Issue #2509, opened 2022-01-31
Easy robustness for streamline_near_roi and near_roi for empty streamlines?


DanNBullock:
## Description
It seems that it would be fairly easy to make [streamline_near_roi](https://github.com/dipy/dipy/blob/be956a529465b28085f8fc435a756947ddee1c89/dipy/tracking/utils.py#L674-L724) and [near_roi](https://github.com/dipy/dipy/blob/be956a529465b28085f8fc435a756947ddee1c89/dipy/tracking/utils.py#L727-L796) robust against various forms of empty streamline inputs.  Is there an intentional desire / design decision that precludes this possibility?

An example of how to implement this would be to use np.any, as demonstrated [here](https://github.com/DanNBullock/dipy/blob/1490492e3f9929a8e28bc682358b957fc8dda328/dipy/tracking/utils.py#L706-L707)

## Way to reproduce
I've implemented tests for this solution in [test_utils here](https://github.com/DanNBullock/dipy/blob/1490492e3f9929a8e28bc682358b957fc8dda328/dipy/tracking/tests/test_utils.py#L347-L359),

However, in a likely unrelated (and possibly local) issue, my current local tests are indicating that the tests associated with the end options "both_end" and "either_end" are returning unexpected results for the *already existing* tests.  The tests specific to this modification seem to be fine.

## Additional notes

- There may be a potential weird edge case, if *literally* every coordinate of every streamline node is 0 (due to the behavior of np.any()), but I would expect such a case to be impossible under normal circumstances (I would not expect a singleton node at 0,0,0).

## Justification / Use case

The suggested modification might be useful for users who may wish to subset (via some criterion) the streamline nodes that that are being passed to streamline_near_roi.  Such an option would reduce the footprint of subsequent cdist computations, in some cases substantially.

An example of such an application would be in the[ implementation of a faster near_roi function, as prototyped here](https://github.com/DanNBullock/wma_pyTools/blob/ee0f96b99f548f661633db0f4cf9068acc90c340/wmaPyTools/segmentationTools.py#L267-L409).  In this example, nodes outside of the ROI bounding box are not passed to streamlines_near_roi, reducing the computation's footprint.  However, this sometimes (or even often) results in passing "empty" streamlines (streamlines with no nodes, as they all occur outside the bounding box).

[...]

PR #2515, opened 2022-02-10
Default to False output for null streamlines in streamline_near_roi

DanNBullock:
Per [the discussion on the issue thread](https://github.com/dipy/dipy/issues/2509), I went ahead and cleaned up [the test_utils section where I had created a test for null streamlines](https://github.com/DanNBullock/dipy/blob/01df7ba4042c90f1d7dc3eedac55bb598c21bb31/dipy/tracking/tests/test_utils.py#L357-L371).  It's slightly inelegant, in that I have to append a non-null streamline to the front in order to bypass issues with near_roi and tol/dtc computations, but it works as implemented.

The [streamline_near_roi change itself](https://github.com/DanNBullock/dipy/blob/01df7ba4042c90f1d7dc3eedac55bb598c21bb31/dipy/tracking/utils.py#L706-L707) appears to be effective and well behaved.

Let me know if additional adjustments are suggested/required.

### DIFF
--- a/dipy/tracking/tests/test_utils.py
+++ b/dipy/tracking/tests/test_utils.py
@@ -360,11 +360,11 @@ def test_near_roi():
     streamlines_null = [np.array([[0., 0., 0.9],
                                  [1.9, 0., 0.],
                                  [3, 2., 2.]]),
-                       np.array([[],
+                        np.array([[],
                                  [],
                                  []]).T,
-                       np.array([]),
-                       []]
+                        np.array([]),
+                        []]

# What you need to do
Once you have read the records above, write them all out exactly.

# Answer to the problem
Issue #2509, opened 2022-01-31
Easy robustness for streamline_near_roi and near_roi for empty streamlines?


DanNBullock:
## Description
It seems that it would be fairly easy to make [streamline_near_roi](https://github.com/dipy/dipy/blob/be956a529465b28085f8fc435a756947ddee1c89/dipy/tracking/utils.py#L674-L724) and [near_roi](https://github.com/dipy/dipy/blob/be956a529465b28085f8fc435a756947ddee1c89/dipy/tracking/utils.py#L727-L796) robust against various forms of empty streamline inputs.  Is there an intentional desire / design decision that precludes this possibility?

An example of how to implement this would be to use np.any, as demonstrated [here](https://github.com/DanNBullock/dipy/blob/1490492e3f9929a8e28bc682358b957fc8dda328/dipy/tracking/utils.py#L706-L707)

## Way to reproduce
I've implemented tests for this solution in [test_utils here](https://github.com/DanNBullock/dipy/blob/1490492e3f9929a8e28bc682358b957fc8dda328/dipy/tracking/tests/test_utils.py#L347-L359),

However, in a likely unrelated (and possibly local) issue, my current local tests are indicating that the tests associated with the end options "both_end" and "either_end" are returning unexpected results for the *already existing* tests.  The tests specific to this modification seem to be fine.

## Additional notes

- There may be a potential weird edge case, if *literally* every coordinate of every streamline node is 0 (due to the behavior of np.any()), but I would expect such a case to be impossible under normal circumstances (I would not expect a singleton node at 0,0,0).

## Justification / Use case

The suggested modification might be useful for users who may wish to subset (via some criterion) the streamline nodes that that are being passed to streamline_near_roi.  Such an option would reduce the footprint of subsequent cdist computations, in some cases substantially.

An example of such an application would be in the[ implementation of a faster near_roi function, as prototyped here](https://github.com/DanNBullock/wma_pyTools/blob/ee0f96b99f548f661633db0f4cf9068acc90c340/wmaPyTools/segmentationTools.py#L267-L409).  In this example, nodes outside of the ROI bounding box are not passed to streamlines_near_roi, reducing the computation's footprint.  However, this sometimes (or even often) results in passing "empty" streamlines (streamlines with no nodes, as they all occur outside the bounding box).

[...]

PR #2515, opened 2022-02-10
Default to False output for null streamlines in streamline_near_roi

DanNBullock:
Per [the discussion on the issue thread](https://github.com/dipy/dipy/issues/2509), I went ahead and cleaned up [the test_utils section where I had created a test for null streamlines](https://github.com/DanNBullock/dipy/blob/01df7ba4042c90f1d7dc3eedac55bb598c21bb31/dipy/tracking/tests/test_utils.py#L357-L371).  It's slightly inelegant, in that I have to append a non-null streamline to the front in order to bypass issues with near_roi and tol/dtc computations, but it works as implemented.

The [streamline_near_roi change itself](https://github.com/DanNBullock/dipy/blob/01df7ba4042c90f1d7dc3eedac55bb598c21bb31/dipy/tracking/utils.py#L706-L707) appears to be effective and well behaved.

Let me know if additional adjustments are suggested/required.

### DIFF
--- a/dipy/tracking/tests/test_utils.py
+++ b/dipy/tracking/tests/test_utils.py
@@ -360,11 +360,11 @@ def test_near_roi():
     streamlines_null = [np.array([[0., 0., 0.9],
                                  [1.9, 0., 0.],
                                  [3, 2., 2.]]),
-                       np.array([[],
+                        np.array([[],
                                  [],
                                  []]).T,
-                       np.array([]),
-                       []]
+                        np.array([]),
+                        []]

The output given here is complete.